Perhaps Semilla’s biggest asset going into the first round was that its success seemed so unlikely that the Party never aroused the suspicions of the Public Ministry. “The authorities took it upon themselves to eliminate contenders who were uncomfortable to the system,” Juan Francisco Sandoval, the country’s top anti-corruption prosecutor, until he was forced into exile in the summer of 2021, told me. (He has been living in Washington, D.C., since then.) “With Semilla, it was a risk that the criminal alliances hadn’t predicted. Semilla was polling in eighth place, and so it didn’t pose any problems to these alliances in the first round.”

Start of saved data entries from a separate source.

PR #776, opened 2018-02-15
fn: ui no longer uses /stats

skinowski:
Decommission /stats related code.


skinowski:
This could be a bit early and requires latest fn-ui, but /stats is no longer used in UI.

rdallman:
sweet, just did this too (easy rebase, did exact same thing). let's freeze this wart off

PR #778, opened 2018-02-16
reduce allocs in getSlotQueueKey

rdallman:
this somewhat minimally comes up in profiling, but it was an itch i needed to
scratch. this does 10x less allocations and is 3x faster (with 3x less bytes),
and they're the small painful kind of allocation. we're only reading these
strings so the uses of unsafe are fine (I think audit me).  the byte array
we're casting to a string at the end is also heap allocated and does 
escape. I only count 2 allocations, but there's 3 (`hash.Sum` and
`make([]string)`), using a pool of sha1 hash.Hash shaves 120 byte and an alloc
off so seems worth it (it's minimal). if we set a max size of config vals with
a constant we could avoid that allocation and we could probably find a
checksum package that doesn't use the `hash.Hash` that would speed things up a
little (no dynamic dispatch, doesn't allocate in Sum) but there's not one I
know of in stdlib.

master:
```
✗: go test -run=yodawg -bench . -benchmem -benchtime 1s -cpuprofile cpu.out
goos: linux
goarch: amd64
pkg: github.com/fnproject/fn/api/agent
BenchmarkSlotKey          200000              6068 ns/op             696 B/op         31 allocs/op
PASS
ok      github.com/fnproject/fn/api/agent       1.454s
```

now:
```
✗: go test -run=yodawg -bench . -benchmem -benchtime 1s -cpuprofile cpu.out
goos: linux
goarch: amd64
pkg: github.com/fnproject/fn/api/agent
BenchmarkSlotKey         1000000              1901 ns/op             168 B/op          3 allocs/op
PASS
ok      github.com/fnproject/fn/api/agent       2.092s
```

once we have versioned apps/routes we don't need to build a sha or sort
configs so this will get a lot faster.

anyway, mostly funsies here... my life is that sad now.

### DIFF
--- a/api/agent/slots.go
+++ b/api/agent/slots.go
@@ -3,10 +3,12 @@ package agent
 import (
 	"context"
 	"crypto/sha1"
-	"fmt"
+	"encoding/binary"
+	"hash"
 	"sort"
 	"sync"
 	"sync/atomic"
+	"unsafe"
 )
 
 //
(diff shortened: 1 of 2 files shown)


api/agent/slots.go
```diff
@@ -270,31 +272,70 @@ func (a *slotQueueMgr) deleteSlotQueue(slots *slotQueue) bool {
...
+	binary.LittleEndian.PutUint64(byt[:], uint64(call.CPUs))
+	hash.Write(byt[:])
+	hash.Write(unsafeBytes("\x00"))
+
+	// we have to sort these before printing, yay.
+	// TODO if we had a max size for config const we could avoid this!
 	keys := make([]string, 0, len(call.Config))
 	for k := range call.Config {
-		keys = append(keys, k)
+		i := sort.SearchStrings(keys, k)
```
skinowski: avoids recursive sort and hence faster?

skinowski: oh I see, memmove + bin search insertion sort.

rdallman: this reduces the number of times we do linear operations to 2. previously we ran over call.Config to append keys, then sort, then add the strings. we still have the same asymptotic bounds as the sort (nlogn) [I think] since we're doing logn search n times, but we save one extra n by doing it in this loop we were already taking. it's not much, but it's something (the nature of this patch).

rdallman:
thanks

PR #784, opened 2018-02-20
use sync call for some api tests

rdallman:
a lot of the logging tests use async calls which was flaky with timings. there
are a couple left that use async, that we need to test, but this reduces the
probability of the flaky tests flaking to 2/5 instead of 5/5.

the behaviors we are testing here we should not be testing through the api,
for this exact reason, we can test a ton of this in the agent itself and not
have to rely on timings. not taking that here, but this fixes circle ci
flaking out for a few days.


skinowski:
:clap:  merged this (since I really needed it)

Once the results were in, Semilla became the primary target of the government. The Constitutional Court, which is widely seen as a political ally of the current administration and its backers, ordered a highly unusual review of the ballots. (The Court maintains that the review was meant to protect the integrity of the electoral process, and said, in a statement, that it acted with “objectivity, impartiality, and total independence.”) By mid-July, however, the electoral tribunal had demonstrated a measure of independence and confirmed the first-round results. Then Consuelo Porras’s deputy, who is in charge of the office that Sandoval ran, announced that he was investigating Semilla. He claimed that some five thousand signatures submitted by Semilla in 2018, in order to register as a national political party, were fraudulent, an allegation the party has forcefully denied. This led to a suspension of Semilla’s registration by a district-court judge who is also on the U.S. government’s list of corrupt actors. When the electoral tribunal announced that Arévalo would remain on the ballot, the Public Ministry sent agents to search the tribunal’s offices for incriminating materials.

“The Public Ministry is acting well outside any pretension of following the law,” Arévalo told me. We spoke by phone just days after the ministry had raided the offices of Semilla, confiscating files. On July 27th, it ordered the electoral tribunal to turn over the names of all state and local election workers. “They’re trying to find people, which is what they’ve done before at the ministry, to get anyone to confess to anything so that they can put us in jail,” he said. Local members of Semilla were receiving intimidating phone calls from officials at the ministry ordering them to appear for questioning. (The Public Ministry did not respond to a request for comment.)